PR #5646, opened 2026-07-22
Push down aggregation on text field without .keyword sub-field

### LINKED ISSUE #5634: [BUG] Non-pushdownable stats/eventstats silently forces a full-scan PIT and fails with an opaque error
## Query Information
**PPL Command/Query:**
```ppl
source = opensearch_dashboards_sample_data_logs | stats values(response) by geo.dest
```

The failure is not specific to `values()`. Any `stats`/`eventstats` whose aggregation **cannot be pushed down** to OpenSearch triggers it. Confirmed triggers:
```ppl
# non-pushdownable aggregation function
source = opensearch_dashboards_sample_data_logs | stats values(response) by geo.dest
source = opensearch_dashboards_sample_data_logs | stats list(response) by geo.dest
# window function (eventstats -> COUNT() OVER (...), no pushdown form)
source = opensearch_dashboards_sample_data_logs | eventstats count() by response
# group-by on a `text` field WITHOUT a .keyword subfield, or a `nested`/array field
source = <index> | stats count by <analyzed_text_field_without_keyword>
```

**Expected Result:**
The aggregation is computed and rows are returned. If an aggregation genuinely cannot be pushed down, it should still execute correctly (and ideally without silently scanning the entire index).

**Actual Result:**
```
java.sql.SQLException: exception while executing query: Error occurred while creating PIT
for internal plugin operation
```
With the diagnostic wrapping from #5631 applied, the previously-hidden root cause is visible:
```
... nested: OpenSearchRejectedExecutionException[Trying to create too many Point In Time
contexts. Must be less than or equal to: [N]. This limit can be set by changing the
[search.max_open_pit_context] setting.]
```
On the stock plugin (without #5631) the underlying cause is discarded and the caller only sees the opaque `Error occurred while creating PIT for internal plugin operation`.

## Dataset Information
**Dataset/Schema Type**
- [x] OpenTelemetry (OTEL)  
- [x] Custom (public reproduction uses the Dashboards sample logs dataset)

**Index Mapping** (public reproduction)
Uses the built-in `opensearch_dashboards_sample_data_logs` index as-is. No custom mapping required — `values()`/`eventstats` refuse pushdown regardless of mapping.

For the field-mapping variant (the production trigger), a group-by field mapped as `text` with **no** `keyword` subfield is enough:
```json
{
  "settings": { "index.max_result_window": 10000 },
  "mappings": {
    "properties": {
      "resource": { "properties": { "attributes": { "properties": { "k8s_label": { "properties": {
        "applicationid": { "type": "text" }
      }}}}}}
    }
  }
}
```
```ppl
source = <that index> | stats count by `resource.attributes.k8s_label.applicationid`
```

## Bug Description
**Issue Summary:**

A `stats`/`eventstats` query whose aggregation cannot be pushed down to OpenSearch silently degrades into a **full-index document scan** on the coordinator, which forces internal Point-in-Time (PIT) creation and can fail the whole query. There are two distinct problems stacked here.

### Root cause #1 — a refused aggregation silently becomes a full-index scan (the real defect)

When `stats ... by X` can be translated into a native OpenSearch composite aggregation, the request is sent with `size: 0` and no PIT is involved. When it **cannot** be translated, `CalciteLogicalIndexScan.pushDownAggregate(...)` returns `null` and Calcite falls back to aggregating client-side over a raw document scan. That fallback scan carries `requestedTotalSize = Integer.MAX_VALUE (2147483647)`.

In `OpenSearchRequestBuilder.build(...)`:
- `sourceBuilder.size() == 0` is **false** (size is MAX_VALUE), so it does not short-circuit;
- `buildRequestWithPit(...)` then evaluates `startFrom + size > maxResultWindow` → `2147483647 > 10000` is always true → `createPit(...)` is called.

Note the scan does **not** issue one `size = MAX_VALUE` request. `buildRequestWithPit` clamps the per-page size to `maxResultWindow` and paginates through the whole index via the PIT (`OpenSearchRequestBuilder.java:130-140`). The net effect is "stream every matching document to the coordinator, PIT-paginated at `max_result_window` per page, and aggregate in-memory in Calcite." On a small index this is invisible; on a large index it is pathological, and the PIT it requires is simply the first place a visible error surfaces (even if PIT creation succeeded, the query would be extremely slow/memory-heavy).

**Refusal path, confirmed in source.** For `values()`/`list()` the refusal is specific — these are *recognized* aggregations, not unknown names:
1. Every PPL UDAF is stamped `SqlKind.OTHER_FUNCTION` (`core/.../calcite/utils/UserDefinedFunctionUtils.java:99`); `values`/`list` are defined via `createUserDefinedAggFunction` (`core/.../expression/function/PPLBuiltinOperators.java:514-522`).
2. `AggregateAnalyzer#createRegularAggregation`'s `OTHER_FUNCTION` case resolves the name back to `BuiltinFunctionName.VALUES` / `LIST` — the lookup **succeeds** (`opensearch/.../request/AggregateAnalyzer.java:559-561`).
3. Its inner `switch` only handles `TAKE`, `FIRST`, `LAST`, `PERCENTILE_APPROX`, `DISTINCT_COUNT_APPROX`; `VALUES`/`LIST` hit the `default` → `throw new AggregateAnalyzerException("Unsupported push-down aggregator ...")` (`AggregateAnalyzer.java:597-599`).
4. `analyze()`'s outer `catch (Throwable)` re-wraps it as the checked `ExpressionNotAnalyzableException` (`AggregateAnalyzer.java:323-325`).
5. `pushDownAggregate`'s `catch (Exception)` returns `null` (`CalciteLogicalIndexScan.java:426-431`); `AggregateIndexScanRule.apply` sees `null`, skips `call.transformTo`, and the `LogicalAggregate` stays a client-side operator over the plain scan (`AggregateIndexScanRule.java:100-104`).

Conditions that refuse aggregation pushdown (all confirmed in code):
- a non-pushdownable aggregation function such as `values()` / `list()` — via the path above;
- group-by field is `text` with no `.keyword` subfield — `OpenSearchTextType.toKeywordSubField(...)` returns `null`, the term-source resolution throws, and the same `catch → null` at `CalciteLogicalIndexScan#pushDownAggregate` fires (a *different* throw than the aggregator switch above);
- group-by field is `nested`/`ARRAY` — a separate early `return null` guard in `pushDownAggregate` (`CalciteLogicalIndexScan.java:392-401`, see #5006);
- the operation is a window function (`eventstats`), which has no aggregation-pushdown form.

By contrast, `count`/`avg`/`sum`/`min`/`max` have dedicated builder cases (`AggregateAnalyzer.java:481-528`), so `analyze()` returns non-null and `OpenSearchRequestBuilder#pushDownAggregation` sets `sourceBuilder.size(0)` (`OpenSearchRequestBuilder.java:214`), routing `build()` to the no-PIT path. (Nuance: `min`/`max` on non-numeric/non-temporal fields push down as a `top_hits` aggregation rather than a native min/max metric agg — still `size:0`, still no PIT.)

### Root cause #2 — the PIT failure is reported with an opaque, cause-less message

When the forced `createPit` fails, `OpenSearchNodeClient#createPit` (and the legacy `PointInTimeHandlerImpl`) discard the underlying cause and throw a fixed string `"Error occurred while creating PIT for internal plugin operation"`. They also only recognize a security denial when `OpenSearchSecurityException` is the *direct* cause, so a transport-wrapped denial on a multi-node cluster is flattened into the same opaque string. This makes a resource failure (PIT-context exhaustion), a timeout, and a permission denial all indistinguishable to the operator. Addressed by #5631 (surfaces the root cause and unwraps the full cause chain). #5631 is a diagnostics fix only and does **not** address root cause #1.

## Verification

Re-verified on a live single-node cluster (OpenSearch 3.x, `plugins.calcite.enabled: true`, `opensearch_dashboards_sample_data_logs`, 14,074 docs) at the behavioral, plan (`_explain`), and source level.

**The query is trivial — PIT capacity is the only barrier.** Same query, only `search.max_open_pit_context` changed:

| `search.max_open_pit_context` | Result of `stats values(response) by geo.dest` |
|---|---|
| `0` (node saturated / at limit) | ❌ `Error occurred while creating PIT ...` |
| `300` (headroom) | ✅ **173 rows** |

The successful run returns only 173 buckets — the result is tiny; it fails at `=0` purely because the client-side fallback opens a PIT to read its input documents. Under peak production concurrency a node sits effectively at its limit, reproducing the `=0` case.

**A trailing `| head N` does not prevent the PIT.** `... | stats values(response) by geo.dest | head 200` still fails: `head` bounds the aggregation **output** (173 buckets, under 200 → nothing to trim), but the PIT is allocated for the **input** document scan that runs before the limit applies.

**`_explain` confirms the split at plan level:**

| Query | `AGGREGATION` in PushDownContext | `requestedTotalSize` | client-side agg |
|---|---|---|---|
| `stats count() by geo.dest` | present (pushed down) | — | no |
| `stats values(response) by geo.dest` | absent | 2147483647 | `EnumerableAggregate` |

**Behavior matrix at `max_open_pit_context=0`** (❌ = PIT created then rejected; ✅ = no PIT):

| Query | Outcome |
|---|---|
| `stats count() by geo.dest` | ✅ 173 |
| `stats count() by geo.dest \| head 200` | ✅ 173 |
| `stats avg(bytes) by geo.dest` | ✅ 173 |
| `stats sum(bytes) by geo.dest` | ✅ 173 |
| `stats values(response) by geo.dest` | ❌ PIT |
| `stats values(response) by geo.dest \| head 200` | ❌ PIT |
| `stats list(response) by geo.dest` | ❌ PIT |
| `head 500` (Logs-tab shape) | ✅ 500 |
| `fields response \| head 500` | ✅ 500 |

**Steps to Reproduce:**
1. Enable the Calcite engine: `PUT _cluster/settings {"transient":{"plugins.calcite.enabled":true}}`
2. (To force the PIT failure deterministically on an idle single node) `PUT _cluster/settings {"transient":{"search.max_open_pit_context":0}}`. At production scale this exhaustion happens naturally under peak concurrency; the setting just makes it reproducible locally.
3. Load the `opensearch_dashboards_sample_data_logs` sample dataset.
4. Run `source = opensearch_dashboards_sample_data_logs | stats values(response) by geo.dest`.
5. Observe the `Error occurred while creating PIT ...` failure.
6. Contrast: a bounded document fetch such as `source = opensearch_dashboards_sample_data_logs | fields bytes | head 500` succeeds (size < window ⇒ no PIT), and a pushdownable `source = ... | stats count by response` succeeds (`size: 0` ⇒ no PIT).

**Impact:**
- User-facing query failures on aggregation/statistics views for fields that don't push down (commonly deep OTel fields dynamically mapped as analyzed `text` or `nested`).
- The failure is load- and mapping-dependent, so it presents as intermittent ("only at peak") and is hard to reproduce.
- Because even users with full permissions hit it, and because of root cause #2, it is easily misdiagnosed as a permissions problem when the true cause is a full-scan-forced PIT hitting `search.max_open_pit_context` (or a circuit breaker/timeout).
- Silent degradation to a full-index scan is a latent performance/stability risk independent of the PIT error.

## Environment Information
**OpenSearch Version:** reproduced on OpenSearch 3.x with the Calcite engine enabled (`plugins.calcite.enabled: true`).

**Additional Details:**
- Related diagnostics PR: #5631 (makes the underlying PIT failure visible; not a fix for root cause #1).
- Related nested/array pushdown limitation: #5006.

## Suggested Direction
1. **Preferred (root cause #1):** avoid silently degrading a refused aggregation into a `size = MAX_VALUE` full scan. Options: keep aggregating but bound/paginate sanely; fall back to a pushed-down form where possible (e.g. use a `.keyword` subfield when present); or fail fast with an actionable message instead of an implicit full scan.
2. **Mitigation (root cause #2):** ship #5631 so operators can see whether a PIT failure is exhaustion, timeout, or permission. Separately, verify PITs are always released on query cancellation/failure so abandoned UI queries don't leak PIT contexts and accelerate exhaustion.

penghuo:
### Description
When a text field has no `.keyword` sub-field, PPL queries that group by or aggregate over that field silently fall back to a full `_source` scan with client-side aggregation, even when Calcite pushdown is enabled.

**Fix.** When `getReferenceForTermQuery()` returns `null` for a bare `RexInputRef`, route through `ScriptQueryExpression(rexNode, ...)` to build a Calcite script that reads the field from `_source`. This reuses the exact `SOURCE` path already established by `TermQuery`/`LikeQuery`/`RexStandardizer.visitInputRef` and consumed at runtime by `CalciteScriptEngine.ScriptDataContext.getFromSource` → `SourceLookup.get(...)`. The change is in `AggregateAnalyzer.AggregateBuilderHelper.build` — one branch added.

### Related Issues
Resolves #5634

### Check List
  - Unit tests in `AggregateAnalyzerTest`: `analyze_aggCall_TextWithoutKeyword_countPushesDownAsScript`, `analyze_groupBy_TextWithoutKeyword` (asserts scripted `value_count` / `terms` DSL and `SOURCES`/`DIGESTS` script params).
  - YAML rest tests in `text_agg_pushdown.yml` (10 cases) covering `top`, `stats … by`, `count(field)` — including result correctness and pushed-down DSL assertions — plus baselines for text+keyword and multi-index queries.


integ-test/src/test/resources/expectedOutput/calcite/chart_null_str.yaml
```diff
@@ -25,15 +25,11 @@ calcite:
...
...lciteEnumerableIndexScan(table=[[OpenSearch, opensearch-sql_test_index_bank_with_null_values]], PushDownContext=[[FILTER->AND(IS NOT NULL($1), IS NOT NULL($0)), AGGREGATION->rel#:LogicalAggregate.NONE.[](input=RelSubset#,group={0, 2},avg(balance)=AVG($1))], OpenSearchRequestBuilder(sourceBuilder={"from":0,"size":0,"timeout":"1m","query":{"bool":{"must":[{"exists":{"field":"gender","boost":1.0}},{"exists":{"field":"balance","boost":1.0}}],"adjust_pure_negative":true,"boost":1.0}},"aggregations":{"composite_buckets":{"composite":{"size":1000,"sources":[{"gender":{"terms":{"script":{"source":"{\"langType\":\"calcite\",\"script\":\"rO0ABXQAaXsKICAiZHluYW1pY1BhcmFtIjogMCwKICAidHlwZSI6IHsKICAgICJ0eXBlIjogIlZBUkNIQVIiLAogICAgIm51bGxhYmxlIjogdHJ1ZSwKICAgICJwcmVjaXNpb24iOiAtMQogIH0KfQ==\"}","lang":"opensearch_compounded_script","params":{"utcTimestamp": 0,"SOURCES":[1],"DIGESTS":["gender"]}},"missing_bucket":true,"missing_order":"first","order":"asc"}}},{"age0":{"histogram":{"field":"age","missing_bucket":true,"missing_order":"first","order":"asc","interval":10.0}}}]},"aggregations":{"avg(balance)":{"avg":{"field":"balance"}}}}}}, requestedTotalSize=2147483647, pageSize=null, startFrom=0)])
```
penghuo, line 29: EnumerableAggregate is pushed down as script.

penghuo:
@qianheng-aws  Please take a look PR.

qianheng-aws (approved):
LGTM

====

:: What is required ::
Pull out every line of the records that includes the string "level".

:: Answer to this task ::
Re-verified on a live single-node cluster (OpenSearch 3.x, `plugins.calcite.enabled: true`, `opensearch_dashboards_sample_data_logs`, 14,074 docs) at the behavioral, plan (`_explain`), and source level.
**`_explain` confirms the split at plan level:**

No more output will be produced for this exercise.